• **Exercise objective**
Search the data for the string "went" and extract every line where it appears.

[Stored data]
PR #1410, opened 2024-03-29
Refactored withdraw dataset confirm popup to templ #1402

verheyenkoen:
Depends on #1409


routes/register.go
```diff
@@ -292,6 +292,10 @@ func Register(c Config) {
 					// curator actions
 					r.Group(func(r *ich.Mux) {
 						r.Use(ctx.RequireCurator)
+
+						// withdraw
+						r.Get("/publish/withdraw", datasetEditingHandler.ConfirmWithdraw).Name("dataset_confirm_withdraw")
```
verheyenkoen, line 297: I've converted this as is, but shouldn't the route be `/withdraw/confirm` here?

nics (approved):

PR #1419, opened 2024-04-10
Refactored change publication type confirm popup to templ #1402

verheyenkoen:
Depends on #1409


routes/register.go
```diff
@@ -319,6 +319,10 @@ func Register(c Config) {
 				r.Route("/publication/{id}", func(r *ich.Mux) {
 					r.Use(ctx.SetPublication(c.Services.Repo))
 
+					// edit publication type
+					r.Get("/type/confirm", publicationEditingHandler.ConfirmUpdateType).Name("publication_confirm_update_type")
+					r.Put("/type", publicationEditingHandler.Wrap(publicationEditingHandler.UpdateType)).Name("publication_update_type")
```
nics, line 324: better to leave the ones that still need Wrap in their old router group, or 2 contexts will be set

nics (changes requested):

routes/register.go
verheyenkoen: @nics But the also need both contexts: https://github.com/ugent-library/biblio-backoffice/blob/687393107e69799adb28eec3bb409b1068528fc8/handlers/publicationediting/type.go#L34

verheyenkoen: @nics Reverted the `PUT /type` handler to the old model

netsensei (approved):

nics (approved):

PR #1444, opened 2024-04-22
Refactored delete dataset abstract confirm popup to templ #1402

verheyenkoen:
blocked by https://github.com/ugent-library/biblio-backoffice/pull/1448


handlers/datasetediting/abstract.go
```diff
@@ -195,26 +192,25 @@ func (h *Handler) UpdateAbstract(w http.ResponseWriter, r *http.Request, ctx Con
...
-func (h *Handler) ConfirmDeleteAbstract(w http.ResponseWriter, r *http.Request, ctx Context) {
+func ConfirmDeleteAbstract(w http.ResponseWriter, r *http.Request) {
+	c := ctx.Get(r)
+	dataset := ctx.GetDataset(r)
+
 	var b BindDeleteAbstract
 	if err := bind.Request(r, &b); err != nil {
-		h.Logger.Warnw("confirm delete dataset: could not bind request arguments", "errors", err, "request", r, "user", ctx.User.ID)
+		c.Log.Warnw("confirm delete dataset: could not bind request arguments", "errors", err, "request", r, "user", c.User.ID)
 		render.BadRequest(w, r, err)
```
nics, line 202: should use c.HandleError with error httperror.BadRequest

nics (changes requested):
the temple command doesn't support subdirectories at the moment, so we need to keep all the files in the same directory for now (https://templ.guide/commands-and-tools/cli)

handlers/datasetediting/abstract.go
verheyenkoen: Done

PR #243, opened 2016-12-20
Evaluate results

atareshawty:
Made the back end better and the front end looks like this:

screen shot 2016-12-19 at 8 47 06 pm

screen shot 2016-12-19 at 8 47 19 pm


client/src/challenge/challenge-evaluations.jsx
```diff
@@ -0,0 +1,124 @@
...
+import ApiWrapper from '../shared-components/api-wrapper';
+import UserComments from './user-comments';
+import UserComparison from './user-comparison';
+
+const endPoint = '/results/evaluate';
+const postEndPoint = '/results/evaluate';
+
+class ChallengeEvaluations extends Component {
+
+  static propTypes() {
```
atareshawty: Make this an instance property of the class

client/src/challenge/challenge-evaluations.jsx
```diff
@@ -0,0 +1,124 @@
...
+  handleEvaluationToggle() {
+    const { evaluating, results } = this.state;
+
+    if (evaluating) {
+      this.setState({
+        evaluating: !evaluating,
+        results: results.map(({ id, ...rest }) => ({
+          ...rest,
+          id,
+          firstComments: this.refs[id].value().firstComments,
```
atareshawty: I want this to be an instance variable of the class. So the call would look like `this.refs[id].value.firstComments`. Then in the class
```js
class UserComments extends Component {
...
get value() {
   return this.state;
}
...
}
```

client/src/challenge/challenge-evaluations.jsx
```diff
@@ -0,0 +1,124 @@
...
+
+    if ((results || []).length < 1) {
+      return (
+        <div className="ChallengeEvaluations">
+          <h2>There are no challenges for you to evaluate</h2>
+        </div>
+      );
+    }
+
+    if (evaluating) {
```
atareshawty: This can be condensed a lot. Do that

client/src/challenge/user-comparison.jsx
```diff
@@ -0,0 +1,122 @@
...
+import { Card, CardActions, CardTitle, CardText } from 'material-ui/Card';
+import classnames from 'classnames';
+import Dialog from 'material-ui/Dialog';
+import FlatButton from 'material-ui/FlatButton';
+
+import './user-comparison.scss';
+
+export default class UserComparison extends Component {
+
+  static propTypes() {
```
atareshawty: Make this an instance property of the class

atareshawty: `static get propTypes() { ... }`

PR #258, opened 2017-02-02
Fix react router

atareshawty:
React router change since their alpha release. 'Bleeding edge', yay.

I also used this as an opportunity to organize the `Fetch` component. The whole `apiWrapper` thing was getting out of hand, so I made it cleaner


atareshawty:
It works on both prod and staging

PR #259, opened 2017-02-02
Edit performance

atareshawty:
List all performances for editing


api/controllers/performances-controller.js
```diff
@@ -18,17 +18,30 @@ class PerformancesController {
     });
   }
 
-  static index(req, res) {
+  static index(req, res, next) {
     Performance.findAll('MMMM Do, h:mm:ss a')
```
atareshawty: `Performance.findAll` no longer takes any arguments

api/controllers/performances-controller.js
```diff
@@ -18,17 +18,30 @@ class PerformancesController {
...
+      next();
     })
     .catch((err) => {
       logger.errorLog('Performances.index', err);
       res.render('static-pages/error', { user: req.user });
     });
   }
 
+  static update({ body }, res, next) {
+    Performance.update(body)
```
atareshawty: This needs data validation, but that's something that's in the pipeline. Not in the scope of this PR

client/src/performance/performance.jsx
```diff
@@ -0,0 +1,150 @@
...
+              <Datetime
+                onChange={this.handlePerformDateChange}
+                textFormat={performDateFormat}
+                value={performDate}
+              />
+            </div> :
+            `Performance on ${moment(performDate).format(performDateFormat)}`
+          }
+        />
+        {editing ?
```
atareshawty: We should be checking for `listExported` to change the open and close times. If the list is exported, a performance shouldn't be exported

client/src/performance/performance.jsx
```diff
@@ -0,0 +1,150 @@
...
+              />
+            </div>
+          </CardText> :
+          <CardText>
+            <div>Opens at: {moment(openAt).format(openCloseDateFormat)}</div>
+            <div>Closes at: {moment(closeAt).format(openCloseDateFormat)}</div>
+          </CardText>
+        }
+        <CardActions>
+          {!listExported && (editing ?
```
atareshawty: Remove this `listExported` check. Name and performance date can still be edited, regardless of whether or not it was exported already

atareshawty:
[ ] Tested on staging and prod

atareshawty:
This is so gross

screen shot 2017-02-02 at 5 04 44 pm

atareshawty:
screen shot 2017-02-14 at 2 47 48 pm

Better 🎉

atareshawty:
This was tested on staging/prod, but this code has been sitting for a while. I need to pass through this again

atareshawty:
Moving to Rails, this is no longer relevant

PR #262, opened 2017-02-20
Rails, because why not?

atareshawty:
This (unfortunately) giant PR is the first step in migrating the api server to rails. This is a good thing, I swear!


test/models/spot_test.rb
```diff
@@ -0,0 +1,340 @@
...
+    spot = build(:spot, row: nil)
+    refute spot.valid?
+  end
+
+  test 'spot must have file' do
+    spot = build(:spot, file: nil)
+    refute spot.valid?
+  end
+
+  test 'a and x rows should allow efer, solo, first trumpet parts' do
```
atareshawty: this test can be combined with `test 'a and x rows shouldn't allow non efer, solo, first parts`. That would cut this diff down by 1/3. See `user_test.rb`

test/models/user_test.rb
```diff
@@ -0,0 +1,176 @@
...
+      user = build(:admin, instrument: User.instruments[:sousaphone], part: User.parts[key])
+      refute user.valid?
+      assert_equal "Admin with instrument sousaphone can't have part #{key}", user.errors.full_messages.join
+    end
+  end
+
+  test 'two users can\'t have the same spot' do
+    user_a = create(:user)
+    user_b = build(:user, spot: user_a.spot)
+    refute user_b.valid?
```
atareshawty: `user_b` is invalid for reasons other than a non-unique spot. Fix that

PR #263, opened 2017-02-21
move some stuff around to add proxy for webpack server

atareshawty:
This is a WIP PR. In order to allows cors, we're adding a proxy from `localhost:3000` (webpack dev server) to `localhost:3001` (rails server)


client/src/utils/api.js
```diff
@@ -5,7 +5,7 @@ import errorEmitter from './error-emitter';
 
 const { getToken, refreshToken } = auth;
 const baseRoute = process.env.NODE_ENV === 'development'
-  ? `http://localhost:${process.env.SERVER_PORT}`
+  ? `http://localhost:${3001}`
```
atareshawty: We can leave this line alone now

PR #267, opened 2017-02-28
Challenge model

atareshawty:


app/models/performance.rb
```diff
@@ -1,11 +1,15 @@
...
+  has_many :challenges
+
   # validations
   validates :name, presence: true
   validates :date, presence: true, uniqueness: true
   validates :window_open, presence: true, uniqueness: true
   validates :window_close, presence: true, uniqueness: true
 
   validate :window_open_before_window_close
+  # validate :uniqueness of spot in challenge for performance ie) A4 can only be challenged once for the Oklahoma Game
```
atareshawty: You should probably do this and test for it

atareshawty:
Travis is failing (thanks amazon), but the tests pass locally so I'm merging

PR #270, opened 2017-03-02
Profile

atareshawty:
Added `user#show` to `users_controller`


client/src/utils/is_empty_object.js
```diff
@@ -0,0 +1,3 @@
+export default function isEmptyObject(obj = {}) {
```
atareshawty: This should default to an empty object. If you don't pass the function, it shouldn't return true

PR #271, opened 2017-03-02
Set RAILS_ENV globally and use db:reset

tarebyte:
@atareshawty I _think_ this should solve your travis database woes.


atareshawty:
Let's wait a minute and see 😜

atareshawty:
🎉 🍻 Thanks!

PR #272, opened 2017-03-04
React

atareshawty:
This is a working PR of a few things:

- Move from npm to yarn (hence the giant yarn.lock file)
- Begin the process of moving all material-ui components to use [google's implementation](https://github.com/material-components/material-components-web)


atareshawty:
K. So a few things are happening here. In the spirit of maintainability, the react code is following a new convention. ([requiredreading](https://medium.com/@alexmngn/how-to-better-organize-your-react-applications-2fd3ea1920f1#.cdzv8kq1r)).

This app is no longer supporting Safari's 'home screen web app thing'. There's a significant performance decrease. I can't find anything more relevant than 2011 on the matter, so it's not worth it.

client/src/components/drawer/index.jsx
```diff
@@ -0,0 +1,96 @@
...
+  }
+
+  handleDrawerClick(e) {
+    if (this.props.onClick) {
+      this.props.onClick(e);
+    }
+  }
+
+  handleEscape(e) {
+    if (e.code === 'Escape' && this.props.onCloseRequest) {
```
atareshawty: Check to see if this is the same across all browsers

atareshawty: It's supported in Chrome, Firefox, and (most importantly) Safari. [link](https://developer.mozilla.org/en-US/docs/Web/API/KeyboardEvent/code)

PR #275, opened 2017-03-31
Create performance

atareshawty:
Along with performance creation, we're making every `view.json.jbuilder` in snake_case and converting to camelCase in the client. The `changeCase` is a util and is used in api.js


atareshawty:
This works on staging, so :shipit:

PR #280, opened 2017-05-05
WIP Switch Testing Framework to RSpec

kylekthompson:
\cc @atareshawty


spec/requests/users_spec.rb
```diff
@@ -0,0 +1,73 @@
...
+    }
+  end
+
+  describe 'POST /api/users/:id/reset_password/' do
+    it 'successfully resets a password' do
+      post endpoint, params: reset_params.to_json, headers: unauthenticated_header
+
+      expect(response).to have_http_status(204)
+      expect(BCrypt::Password.new(user.reload.password_digest)).to eq(new_password)
+      expect(prr.reload.used).to be(true)
```
atareshawty: Does rspec not have anything like `assert`?

spec/requests/users_spec.rb
```diff
@@ -0,0 +1,73 @@
...
+    end
+
+    context 'when the reset request is used' do
+      let(:prr) { create(:used_password_reset_request, user: user) }
+
+      it 'returns a 403' do
+        expect {
+          post endpoint, params: reset_params.to_json, headers: unauthenticated_header
+        }.not_to change { user.reload }
```
atareshawty: Alright, I really like this

spec/requests/users_spec.rb
kylekthompson: Per @tarebyte you can use `assert` in here ¯\_(ツ)_/¯

kylekthompson:
> One question: Why the change from test(spec)/controllers/ to test(spec)/requests? I noticed that both the old controller tests went in requests along with the integration tests.

In RSpec, [controller tests](https://www.relishapp.com/rspec/rspec-rails/docs/controller-specs) stub out views and are meant to simulate a singe request and its outcomes. Currently the way you have your tests written are more like their [request specs](https://www.relishapp.com/rspec/rspec-rails/v/3-6/docs/request-specs/request-spec) which will actually render your views (and take your urls) and behave as a sort of "integration" test for requests.

spec/requests/users_spec.rb
tarebyte: The proper RSpec syntax would be

```ruby
expect(prr.reload.used).to be_truthy
```

kylekthompson: `be_truthy` matches `true`, `1`, `'some string'`, etc. I'm looking specifically for `true`

kylekthompson:
Codecov no 😢

spec/models/challenge_spec.rb
```diff
@@ -0,0 +1,147 @@
...
+          .to include('Users must be unique in a challenge')
+      end
+    end
+  end
+
+  context 'open spot challenge' do
+    subject { build(:open_spot_challenge) }
+
+    it 'is invalid with no users' do
+      skip('how is this supposed to work? currently fails')
```
kylekthompson: I think this is why codecov went down a tiny bit.

atareshawty: I missed the original problem with Codecov. What's wrong?

kylekthompson: > Merging #280 into rails will decrease coverage by 0.66%.

atareshawty: The validation is wrong. The test is good. This:

```ruby
  def valid_open_spot_challenge
    return if normal_challenge_type? || tri_challenge_type?
    return if users.length <= 2
    errors.add(:users, 'no more than two users are allowed in an open spot challenge')
  end
```

Should look something like this instead:

```ruby
  def valid_open_spot_challenge
    return unless open_spot_challenge_type?
    return if !users.empty? && users.length <= 2
    errors.add(:users, 'no more than two users are allowed in an open spot challenge')
  end
```

kylekthompson: 👍 I'll fix that.

spec/models/discipline_action_spec.rb
```diff
@@ -0,0 +1,6 @@
+require 'rails_helper'
+
+describe DisciplineAction, type: :model do
+  it { is_expected.to validate_presence_of(:reason) }
```
atareshawty: These are really cool

spec/models/performance_spec.rb
```diff
@@ -0,0 +1,49 @@
...
+  it { is_expected.to validate_uniqueness_of(:window_close) }
+
+  describe 'validations' do
+    let(:performance) { build(:performance, window_open: window_open, window_close: window_close) }
+
+    context 'when window_open is earlier than window_close' do
+      let(:window_open) { Time.zone.now }
+      let(:window_close) { Time.zone.now + 1.day }
+
+      specify { expect(performance).to be_valid }
```
atareshawty: Can you explain this block? Are you using `specify` rather than `it`?

kylekthompson: Correct. `specify` is just a shorter syntax that you can use when an `it` block would be kinda useless.

In this case, the `it` block would just be something like:

```ruby
it 'is valid' do
  expect(performance).to be_valid
end
```

The 'is valid' is redundant when there is already the `be_valid` there

Some people prefer the `it`-only way, though, so I can change it if you'd like 👍

spec/models/user_challenge_spec.rb
```diff
@@ -0,0 +1,29 @@
...
+    context 'when the challenge is normal' do
+      let(:challenge) { build(:normal_challenge, spot: challengee.spot, performance: performance) }
+
+      before do
+        challenge.users = [challengee, challenger]
+      end
+
+      it 'lets the challenger leave the challenge' do
+        expect(
+          described_class.can_user_remove_self_from_challenge?(challenger, challenge, challenge.user_challenges[1])
```
atareshawty: In other test files, you used something called `subject`. In this, you're using a `before` block and `described_class`. Can you explain why?

spec/models/performance_spec.rb
kylekthompson: RSpec also cleverly englishifies the words for this:

> Performance validations when window_open is earlier than window_close should be valid

spec/models/user_challenge_spec.rb
kylekthompson: `subject` is an instance of the described class, typically. `described_class` is the class itself.

If this were an instance method, I would be using `subject` (and still using a `before` block because adding users to the challenge is setup required for what we are testing here).

kylekthompson: Nothing is stopping you from doing something like this, though:

```ruby
subject { described_class }
```

spec/models/performance_spec.rb
atareshawty: > so I can change it if you'd like

No change necessary. Thank you for the explanation! I agree

spec/models/user_challenge_spec.rb
atareshawty: Thanks!!

spec/models/challenge_spec.rb
```diff
@@ -0,0 +1,146 @@
...
+      let(:user) { build(:user) }
+
+      it 'is full with two users' do
+        subject.users = [user, user]
+
+        expect(subject.full?).to be(true)
+      end
+
+      it 'is not full with less than two users' do
+        expect(subject.full?).to be(false)
```
kylekthompson: What do you prefer here?

This:

```ruby
expect(subject.full?).to be(false)
```

or 

```ruby 
expect(subject).not_to be_full
```

Both are valid RSpec (they turn `be_something` into `thing.something?` calls).

I feel like I prefer how it is now, because it explicitly shows what is being tested, but I could really go either way on it.

kylekthompson: If you use the `be_full` syntax you can also use specify here instead.

atareshawty: I'm fine with how it is now

PR #333, opened 2019-10-17
Check argument count in abort_if extension

canvural:
As per the comment from @ondrejmirtes, this PR adds check for the argument count. `abort_if` requires at least 2 arguments, so it checks if it's less than 2.

### DIFF
--- a/src/Types/AbortIfFunctionTypeSpecifyingExtension.php
+++ b/src/Types/AbortIfFunctionTypeSpecifyingExtension.php
@@ -41,6 +41,10 @@ final class AbortIfFunctionTypeSpecifyingExtension implements FunctionTypeSpecif
         Scope $scope,
         TypeSpecifierContext $context
     ): SpecifiedTypes {
+        if (count($node->args) < 2) {
+            return new SpecifiedTypes();
+        }
+
         return $this->typeSpecifier->specifyTypesInCondition($scope, $node->args[0]->value, TypeSpecifierContext::createFalsey());
     }
 


src/Types/AbortIfFunctionTypeSpecifyingExtension.php
```diff
@@ -41,6 +41,10 @@ public function specifyTypes(
         Scope $scope,
         TypeSpecifierContext $context
     ): SpecifiedTypes {
+        if (count($node->args) < 2) {
+            return new SpecifiedTypes();
```
nunomaduro: What will happen here? Thanks for all your work so far.

szepeviktor: Could it be the handling of invalid call to `abort_if()`?

canvural: This is to prevent crashing this extension.

This will return empty `SpecifiedTypes` But later `phpstan` will give the user an error like `Expected 2 arguments 0 given`

canvural: For [this](https://github.com/nunomaduro/larastan/pull/330#discussion_r335929487) comment

nunomaduro: Confirmed, the number of arguments has to be at least 2: ```function abort_if($boolean, $code, $message = '', array $headers = [])```.

nunomaduro:
@graham-campbell Do you know why styleci seems blocked? 👍

szepeviktor:
Is @GrahamCampbell his username?

szepeviktor:
BTW [my profession](https://github.com/szepeviktor/debian-server-tools/blob/master/CV.md) is to make applications like styleci run 💯 % of the time

PR #341, opened 2019-10-23
Adds support for resolving type from self and static

canvural:


szepeviktor:
What a fanatic achievement!

Issue #338, opened 2019-10-22
User code is getting executed


canvural:
- Larastan Version: 0.4.3
- `--level` used: 5

I have a project with Laravel Passport installed.

And when I analyze it with larastan it gives me an error like this `Internal error: Key path "file:///var/www/html/storage/oauth-public.key" does not exist or is not readable`  This is an exception from either Passport or League\OAuth2 package.

@CyberiaResurrection could this be because of your change to use `ClassMapGenerator` ?

CyberiaResurrection:
@canvural , I'm not sure off the top of my head - been in other things recently.  Does pain persist with the last version before #318 landed?

szepeviktor:
Actually phpstan and larastan are not totally **static** analyzers.

A fully static analyzer should use the PHP AST extension and not load class files.

canvural:
Ok I have some more information. @CyberiaResurrection yes issue is there also in previous versions. 0.4.0, 0.4.1 

But strange thing is I only get this error when `level` is 3 or higher. In `level` 2 everything is fine.

CyberiaResurrection:
@canvural , the obvious question would seem to be what does level 3 do (on version 0.4.0 or whatever) that level 2 does not?

nunomaduro:
cc @ondrejmirtes

canvural:
Ok. I tracked down the error to [this line](https://github.com/nunomaduro/larastan/blob/master/src/Methods/Pipes/Auths.php#L61). We are using the actual Laravel container to resolve the implementation of the interface. And yeah, this is bad :smile: 

Maybe we can just return the interface here.

CyberiaResurrection:
@canvural , @nunomaduro , and others who know a lot more than I do:

Would it be possible to do a "dry" resolve?  Rather than the whole three-ring circus, go far enough to dig out the resolved object's class name?

canvural:
No, it's dynamic.

 Here, it's better to just use the interface. Since the all actual implementations implement this interface.

canvural:
@CyberiaResurrection do you wanna take this? We just need to change [this line] (https://github.com/nunomaduro/larastan/blob/master/src/Methods/Pipes/Auths.php#L61) to use the interface. And update the tests.

CyberiaResurrection:
ok, @canvural , I'll have a bang at this.  Does anyone have any objections to me doing what I can to push unit test coverage up while I'm at it?

canvural:
[...]

PR #342, opened 2019-10-24
Use Guard contract directly rather than trying to resolve it.

CyberiaResurrection:
Trying to resolve an issue @canvural tripped over in #338 - user code running when it shouldn't be.


canvural:
What about [this] (https://github.com/nunomaduro/larastan/blob/master/tests/Features/ReturnTypes/AuthExtension.php#L22) test?

CyberiaResurrection:
@canvural , https://github.com/nunomaduro/larastan/blob/8017aa4f6436618172158e118f58936e43973470/tests/Features/ReturnTypes/Helpers/AuthExtension.php ?

canvural:
Yes, you changed the test for `auth` helper function. Doesn't the `Auth` facade test needs changing?

CyberiaResurrection:
Good catch - thank you.

szepeviktor:
Larastan flies with a never before seen speed.

# ✈️ 

@nunomaduro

• **Result for this task**
> One question: Why the change from test(spec)/controllers/ to test(spec)/requests? I noticed that both the old controller tests went in requests along with the integration tests.
kylekthompson: I think this is why codecov went down a tiny bit.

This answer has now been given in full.